Lateral oblique, occlusal and CT radiographs were excluded. The standards we used to assess these radiographs were related to the Faculty of General Dental Practitioners’ three-point grading scale of dental radiographs2 and our assessment criteria included:

Intra-oral radiographs

  • The image should be unaffected by collimation
  • Image contrast should be such that images are clearly visible
  • Horizontal angulation should be such that the inter-proximal surfaces of teeth can be identified
  • Vertical angulation should be such that there is no elongation or foreshortening of the image
  • Images should be devoid of artefacts including; scratches, evidence of delaminated plates and evidence of cracked sensors.

Panoramic radiographs

  • Image contrast should be such that images are clearly visible
  • Patient positioning should be such that the anterior teeth are not too wide or narrow
  • Patient positioning should be such that the occlusal plane is correctly aligned (Frankfort plane horizontal)
  • Patient positioning should be such that, where appropriate, the left and right sides are similar in orientation and magnification (patient not rotated)
  • There should be no air shadows obscuring areas of interest
  • Jewellery should not be visible on the image
  • Patient should be positioned such that the intra-pupillary line is parallel to the floor (no evidence of tilting of the image).


In our sample of intra-oral radiographs, 84 per cent of the images had at least one common radiographic error present.
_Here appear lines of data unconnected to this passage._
PR #88560, opened 2026-08-17
fix(email): require authserv-id before trusting Authentication-Results

JiuYue0820:
## What does this PR do?

`_verify_sender_authentication()` treated the first `Authentication-Results` header as the receiving server's stamp whenever `authserv_id` was empty. On a self-hosted IMAP box that does not prepend its own stamp, that "first" header is the one the sender wrote. A message with only `Authentication-Results: attacker.self; dmarc=pass` then authenticated, which is the deployment shape GHSA-rxqh-5572-8m77 was meant to close.

The function now refuses every header until an `authserv_id` (config `authserv_id` or `EMAIL_AUTHSERV_ID`) is set. Operators whose mail server does not stamp results can still opt out with `require_authenticated_sender: false` / `EMAIL_TRUST_FROM_HEADER=true`.

Existing tests that passed a real provider stamp without a pin now pass `authserv_id="mx.google.com"` so they still cover the parse/align path.

## Related Issue

Related residual of GHSA-rxqh-5572-8m77 / #52801. #56608 hardens alias parsing and a `header.from` DKIM fallback; it does not refuse an unpinned lone header. Filed as a PR directly.

Fixes #

## Type of Change

- [x] 🐛 Bug fix (non-breaking change that fixes an issue)

## Changes Made

- `plugins/platforms/email/adapter.py`: empty `authserv_id` → fail closed; pin is now required to accept a header; docstring/comment updated
- `tests/gateway/test_email.py`: existing auth cases pass an explicit pin; new `test_empty_authserv_refuses_forged_only_header`

## How to Test

1. `python -m pytest tests/gateway/test_email.py -q` — 40 passed
2. Call `_verify_sender_authentication` with only `Authentication-Results: attacker.self; dmarc=pass` and `authserv_id=""` → rejected
3. Same header with `authserv_id="mx.ourserver.com"` → rejected (id mismatch); a matching pin + `dmarc=pass` still authenticates

### Code

- [x] I've read the [Contributing Guide](https://github.com/NousResearch/hermes-agent/blob/main/CONTRIBUTING.md)
- [x] My commit messages follow [Conventional Commits](https://www.conventionalcommits.org/) (`fix(scope):`, `feat(scope):`, etc.)
- [x] I searched for [existing PRs](https://github.com/NousResearch/hermes-agent/pulls) to make sure this isn't a duplicate
- [x] My PR contains **only** changes related to this fix/feature (no unrelated commits)
[...]

PR #98611, opened 2026-08-30
fix(email): default authserv_id to the agent From-domain as documented

### LINKED ISSUE #98599: `authserv_id` defaults to empty, contradicting the comment above it — header-injection defense is silently off by default
### Summary

`_authserv_id` is documented to default to the agent's own From-domain, but the code assigns `""` when neither the config key nor the env var is set. With an empty value the `Authentication-Results` selection loop skips its pinning check entirely and trusts the **first** such header on the message — which is exactly the outcome the comment says the default exists to prevent.

This is a security-relevant default, not a cosmetic doc mismatch: it silently disables a defense described three lines above it.

### Environment

- Email platform adapter with `require_authenticated_sender` at its default (`True`)

### Where

`plugins/platforms/email/adapter.py:588-593`. The comment:

```python
# Optional authserv-id to pin Authentication-Results to the operator's
# own receiving server (defends against an injected header that sorts
# first). Defaults to the From-domain of the agent's own address.
```

The code immediately following:

```python
self._authserv_id = (
    extra.get("authserv_id", "") or _get_secret("EMAIL_AUTHSERV_ID", "")
).strip().lower()
```

There is no fallback to the agent's own address. Unless the operator explicitly sets `authserv_id` or `EMAIL_AUTHSERV_ID`, the value is `""`.

### Effect

In `_verify_sender_authentication` (~line 431) the pinning check is guarded by truthiness:

```python
for raw in headers:
    value = " ".join(str(raw).split())
    if authserv_id:
        # authserv-id is the first token before the first ';'
        serv = value.split(";", 1)[0].strip().lower()
        if not _domains_aligned(serv, authserv_id) and serv != authserv_id.lower():
            continue
    trusted = value
    break
```

With `authserv_id == ""` the branch is skipped and the loop takes the first header unconditionally. The function docstring states the assumption this relies on — "That header is prepended by our own server, so the topmost instance is the one we trust" — which holds for many providers but is precisely the assumption the `authserv_id` option was added to stop relying on.

Providers that stamp multiple `Authentication-Results` headers make this concrete: iCloud writes several, and which one sorts first is not something the operator controls.

### Suggested fix

Either implement the documented default:

```python
self._authserv_id = (
    extra.get("authserv_id", "")
    or _get_secret("EMAIL_AUTHSERV_ID", "")
    or _domain_of(self.email_address)      # documented fallback
).strip().lower()
```

...or, if trusting the topmost header really is the intended default, correct the comment so operators are not led to believe a protection is active when it is not. The first option seems closer to the stated intent.

A warning at startup when `require_authenticated_sender` is on and no `authserv_id` resolved would also make the weaker posture visible.

### Note

This is *not* a report that the adapter "only reads the first `Authentication-Results` header." Pinning via `authserv_id` works correctly when it is set — we set `EMAIL_AUTHSERV_ID` and the behavior is right. The defect is narrower: the **default** does not match its documentation, so operators who never set it lose the defense without being told.

kokhlo:
## Summary

The comment above `_authserv_id` promises a default to the From-domain of the agent's own address, but the code leaves the value empty when neither `authserv_id` config nor `EMAIL_AUTHSERV_ID` is set. With an empty value, the pinning branch in `_verify_sender_authentication` is truthiness-guarded off and the loop trusts the **first** `Authentication-Results` header unconditionally — exactly the outcome the documented default exists to prevent (#98599).

This makes the code match its comment: when no explicit value is configured, `authserv_id` derives from the domain part of the agent's own address, so the pinning check engages with zero operator action. Operators who already set `authserv_id` / `EMAIL_AUTHSERV_ID` are unaffected; an address without `@` (misconfigured) degrades to the previous empty behavior.

Two regression tests: the domain default (adapter with `hermes@test.com` → `test.com`) and explicit-env override wins over the default.

Fixes #98599

### DIFF
--- a/plugins/platforms/email/adapter.py
+++ b/plugins/platforms/email/adapter.py
@@ -587,9 +587,16 @@ class EmailAdapter(BasePlatformAdapter):
 
         # Optional authserv-id to pin Authentication-Results to the operator's
         # own receiving server (defends against an injected header that sorts
-        # first). Defaults to the From-domain of the agent's own address.
-        self._authserv_id = (
+        # first). Defaults to the From-domain of the agent's own address —
+        # the fallback the comment always promised: with an empty value the
+        # pinning loop in _verify_sender_authentication skips its check and
+        # trusts the first header on the message unconditionally (#98599).
+        authserv_raw = (
             extra.get("authserv_id", "") or _get_secret("EMAIL_AUTHSERV_ID", "")
+        ).strip()
+        if not authserv_raw:
+            authserv_raw = self._address.rsplit("@", 1)[-1] if "@" in self._address else ""
+        self._authserv_id = authserv_raw.lower()
         ).strip().lower()
 
         # Track message IDs we've already processed to avoid duplicates
--- a/plugins/platforms/email/adapter.py
+++ b/plugins/platforms/email/adapter.py
@@ -597,7 +597,6 @@ class EmailAdapter(BasePlatformAdapter):
         if not authserv_raw:
             authserv_raw = self._address.rsplit("@", 1)[-1] if "@" in self._address else ""
         self._authserv_id = authserv_raw.lower()
-        ).strip().lower()
 
         # Track message IDs we've already processed to avoid duplicates
         self._seen_uids: set = set()
--- a/tests/gateway/test_email.py
+++ b/tests/gateway/test_email.py
@@ -149,6 +149,31 @@ class TestDispatchMessage(unittest.TestCase):
             adapter = EmailAdapter(PlatformConfig(enabled=True))
         return adapter
 
+    def test_authserv_id_defaults_to_own_from_domain(self):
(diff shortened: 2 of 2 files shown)


alt-glitch:

Related to #88560 and #98599. This branch defaults the pin to the agent From-domain; #88560 instead requires an exact receiving-MTA pin. The submitted diff also has an extra closing parenthesis after the self._authserv_id assignment, so these approaches need consolidation before review.

kokhlo:
The leftover closing line is gone as of f895f1a (syntax re-verified against the branch blob — the earlier commits did leave a stale fragment, good catch). On the consolidation question: this branch intentionally keeps the From-domain default because it is what the config comment already documents, while #88560 requires an explicit MTA pin. If maintainers prefer the stricter exact-pin route, happy to rebase onto whatever lands first — the regression tests here hold either way.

This falls well short of our target of 70 per cent of images being devoid of common radiographic errors. The most common error was a ‘contrast’ error. As the images were digitally transferred to Dundee Dental Hospital, it was impossible to say if the contrast issues were due to an exposure error or post image capture alteration. Conversely, post image capture alteration may also have been used in these images to camouflage incorrect exposure.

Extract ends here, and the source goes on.